Il presidente Manghi: "Faremo il possibile per completare la Variante di Ponterosso e realizzare il nuovo polo scolastico"

REGGIO EMILIA – Il consiglio provinciale ha approvato oggi pomeriggio con gli 8 voti favorevoli del gruppo Pd e l’astensione del Gruppo Terre Reggiane (Erbanni e Pagliani) il bilancio consuntivo 2014, chiusosi con un avanzo di amministrazione di 4 milioni 580.232,78 euro, di cui disponibili 3,38 milioni, essendo i restanti 1,2 milioni destinati, per vincoli normativi, ad investimenti e deleghe. L’avanzo è stato determinato prevalentemente da risparmi della spesa corrente, nonché dalle maggiori entrate tributarie 2014, pari a oltre 155 mila euro, e a 87 mila euro di proventi da impianti fotovoltaici.
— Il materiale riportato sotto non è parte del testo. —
PR #474, opened 2026-04-20
bump

spjmurray:
- **openstack: add temporary image cache write-through bridge**
- **Version v1.16.0-rc3.2**

### DIFF
--- a/charts/region/Chart.yaml
+++ b/charts/region/Chart.yaml
@@ -4,8 +4,8 @@ description: A Helm chart for deploying Unikorn's Region Controller
 
 type: application
 
-version: 1.16.0-rc3.1
-appVersion: 1.16.0-rc3.1
+version: 1.16.0-rc3.2
+appVersion: 1.16.0-rc3.2
 
 icon: https://raw.githubusercontent.com/unikorn-cloud/assets/main/images/logos/dark-on-light/icon.png
 
--- a/pkg/providers/internal/openstack/export_test.go
+++ b/pkg/providers/internal/openstack/export_test.go
@@ -39,6 +39,19 @@ func NewImageQuery(listFunc func() (*cache.ListSnapshot[types.Image], error)) ty
 	return &imageQuery{listFunc: listFunc}
 }
 
+type ImageCacheBase = imageCacheBase
+
+type ImageCacheWrapper = imageCacheWrapper
+
+//nolint:gochecknoglobals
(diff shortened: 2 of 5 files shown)


spjmurray:
Follow-up on the latest Claude review, focusing only on the points that are still relevant after the pending_delete fix.

1. Test structure
In this repository Ginkgo is used for integration/API tests, not for ordinary unit tests. The wrapper tests are intentionally small, isolated unit tests for a temporary adapter, so plain testing is deliberate here. We are not going to rewrite disposable unit tests into BDD-style Ginkgo just to satisfy that comment.

2. unsafe / reflect in newCacheEpoch
This is ugly, but with the current cache API there is no clean external alternative if we want to preserve epoch semantics correctly.

The wrapper must advance the observable epoch when local InsertIfAbsent / Update changes the effective image view before the underlying refresh-ahead cache epoch changes. From outside the cache package we currently have:
- an exported cache.Epoch type
- no exported fields
- no constructor
- no helper to derive a new epoch

So from outside the package the choices are basically:
- manufacture an epoch via unsafe / reflect
- incorrectly reuse the base epoch and break the epoch contract
- introduce a parallel epoch type and widen APIs further
- move this functionality into the cache package itself

For a temporary adapter, the isolated unsafe helper was the least bad option. This should disappear when the mutation support is folded back into the shared cache.

3. Coverage
We are not treating Codecov patch coverage as a blocker for this change. The wrapper is intentionally temporary and isolated. The main verification bar here was targeted unit coverage for the wrapper semantics plus lint passing.

4. Get() using List()
This is an intentional tradeoff forced by the current cache API, not an oversight.

The wrapper lifecycle is keyed off "first observed underlying cache epoch change", because that is what clears the temporary bridge state. base.Get(id) does not give enough information to do that correctly. The wrapper needs a coherent snapshot epoch from the underlying cache and, with the current API, List() is the only operation that gives that in a way we can use.

So the realistic choices today were:
- back Get() with List() and keep the agreed semantics
- weaken the wrapper semantics
- change the shared cache API first

Given the release pressure, we chose the first option deliberately. Like the epoch hack, this is a temporary consequence of the missing native cache mutation API and is expected to go away when this logic is folded into the shared cache.

5. Removal plan
Agreed in principle that this should not live forever. The intent remains to move InsertIfAbsent / Update semantics into the shared cache and then delete this wrapper.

“Il risultato finanziario di esercizio conferma una buona capacità di controllo dei dati di spesa e di previsione degli andamenti finanziari”, aveva detto il presidente Giammaria Manghi presentando il consuntivo, sottolineando anche “il rispetto del patto di stabilità pure per l’anno 2014, nonostante il pesantissimo obiettivo assegnato”. Il Bilancio consuntivo 2014 si inserisce nel pieno della riforma delle Province e risente dei gravosi tagli imposti dalla Legge di stabilità 2014 e dal Decreto legge 66/2014, in virtù dei quali la Provincia di Reggio Emilia ha dovuto restituire allo Stato 11,2 milioni di trasferimenti erariali.

In calo anche il gettito della RCAuto e consistente la diminuzione dei trasferimenti regionali (in particolare in tema di formazione, politiche scolastiche e mercato del lavoro) e delle entrate extratributarie. Palazzo Allende ha poi proseguito la politica di contenimento dei costi: le spese di personale risultano inferiori al 2013 di 1,7 milioni, in calo anche quelle per acquisto di beni e le spese generali, per le quali si è fatto sempre più consistente il ricorso alle convenzioni Intercenter, Consip e al mercato elettronico. Si sono inoltre contenute le spese per pulizie e traslochi, incarichi e spese legali.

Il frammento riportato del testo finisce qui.